As a matter of fact, Paul’s use of “if” (
ean) in 1 Corinthians 14:23, implies that there might well have been occasions when the church was not assembled as a whole body in one place.
Professor Gordon Fee argues that the expression here employed may well suggest a single gathering in contrast to the Corinthian Christians meeting at other times in various homes (683).
One manner by which the scriptures teach is by the recognition and application of principles — principles grounded in common sense and timeless truth.
Any serious student is aware that the Bible acknowledges what may be characterized as the “gradation” principle. Exactly what is meant by this expression?

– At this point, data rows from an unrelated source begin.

PR #146, opened 2022-12-15
[fix] Use authoritative argument correctly in BinaryProtoLookupService::findBroker

erobot:
### Motivation

Use authoritative argument correctly in BinaryProtoLookupService::findBroker.

In the current code, authoritative field of lookup request is always false. When a bundle is not loaded by any broker, a lookup request with authoritative as false will not trigger broker to load the bundle, and lookup requests will loop between leader broker and the chosen broker. In this case, the lookup will not succeed and result in a large number of lookup requests to the broker as current c++ client do not have lookup redirect limit. If broker return failure after a large number of redirects, chains 
 of future will result in a large depth of function calls and may cause the stack to overflow.

https://github.com/apache/pulsar-client-cpp/blob/44f3b5240732a035395ec34b977301435dd0ec71/lib/BinaryProtoLookupService.cc#L55

### Modifications

Use authoritative argument.

### Verifying this change

This change is a trivial fix and not easy to test in standalone (need 2 or more broker).

### Documentation

- [ ] `doc-required` 

- [x] `doc-not-needed` 
bug fix only

- [ ] `doc` 

- [ ] `doc-complete`

### DIFF
--- a/lib/BinaryProtoLookupService.cc
+++ b/lib/BinaryProtoLookupService.cc
@@ -38,7 +38,7 @@ auto BinaryProtoLookupService::findBroker(const std::string& address, bool autho
     LOG_DEBUG("find broker from " << address << ", authoritative: " << authoritative << ", topic: " << topic);
     auto promise = std::make_shared<Promise<Result, LookupResult>>();
     // NOTE: we can use move capture for topic since C++14
-    cnxPool_.getConnectionAsync(address).addListener([this, promise, topic, address](
+    cnxPool_.getConnectionAsync(address).addListener([this, promise, topic, address, authoritative](
                                                          Result result,
                                                          const ClientConnectionWeakPtr& weakCnx) {
         if (result != ResultOk) {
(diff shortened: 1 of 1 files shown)


shibd:
> When a bundle is not loaded by any broker, a lookup request with authoritative as false will not trigger broker to load the bundle.

@erobot Hi, Thanks for your pr. I don't quite understand this paragraph. According to the following code, when `authoritative` is false, an attempt is made to acquire new bundle ownership.

https://github.com/apache/pulsar/blob/b669acc2dd341fd6281ee63dffa2554f4918f9a4/pulsar-broker/src/main/java/org/apache/pulsar/broker/namespace/NamespaceService.java#L485-L523

BewareMyPower (approved):

tisonkun (approved):

BewareMyPower:
To avoid the regression, it might be better to add tests based on a multi-brokers cluster. But it could take some time to work. Let's merge this PR first.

It is a concept that recognizes that people come with varying abilities and experiences, at different ages, etc., hence, may need to be taught differently, depending upon those variants. Reflect upon the following.
In both the parable of the “talents,” and that of the “pounds” (Mt. 25:14-30; Lk. 19:11-27), recognition is given to the well-known reality that people have divergent abilities.
It is folly to think, therefore, that each of these categories may be taught effectively (in a long-range, broad program of instruction) in precisely the same way.
A classification of abilities at the very least suggests a gradation of accelerated levels of teaching.
Weak and strong
The scriptures make a distinction between the “weak” and the “strong” (Rom. 14), and between “meat” and “milk” (Heb. 5:12ff).
Surely a clear-reasoning person can see that a “class” arrangement, designed to accommodate different levels of education, spiritual longevity, and other similar variables is but a reflection of the sacred wisdom set forth in these principles.
The New Testament recognizes the need for different sorts of topical themes, grounded, for example, in social differences.
In several of his epistles, Paul addresses distinctive classes of individuals, depending upon their particular needs, e.g., husbands and wives, servants and masters, elders/deacons and “non-official” Christians, teachers and students, the needy (e.g. widows) and those responsible for their welfare, the aged versus the younger, and the responsibilities of men as distinguished from women.
If an inspired apostle recognized the principle of gradation, even in his brief epistles, how much more should a prudent leadership acknowledge the wisdom of such in the general configuration of congregational education?
What the anti-class faction cannot show is that there is a binding pattern requiring the assembled church to stay in one room with one teacher on every occasion.
This is an unfounded position that makes law, rather than respecting the expedient liberty and congregational autonomy.
Paul gave specific instructions to a church that regulated how the congregation was to conduct itself in certain situations (as in the Corinthian case). But these instructions no more bind this as an exclusive pattern than does the fact that the church in Ephesus met in a private home (1 Cor. 16:19) demands such as an exclusive facility in which to assemble.
Finally, to suggest that the class arrangement is somehow in violation of the numerous passages prohibiting church division is one of the most incredible misappropriations of scripture imaginable.
One might as well contend that the assembly auditorium must be undivided by a center aisle or that the people must all sit on a single pew in the interest of “unity.” With all due respect, the Lord did not intend for his people to abandon common sense in their approach to the New Testament.
If some Christians do not wish to utilize the “class” arrangement for teaching the Bible, that is their affair. Brethren should love them nonetheless.
If factious spirits make laws that divide the larger body of Christ, such is a sin that deserves the strongest censure.
- Fee, Gordon. 1987. The First Epistle to the Corinthians. Grand Rapids: Eerdmans.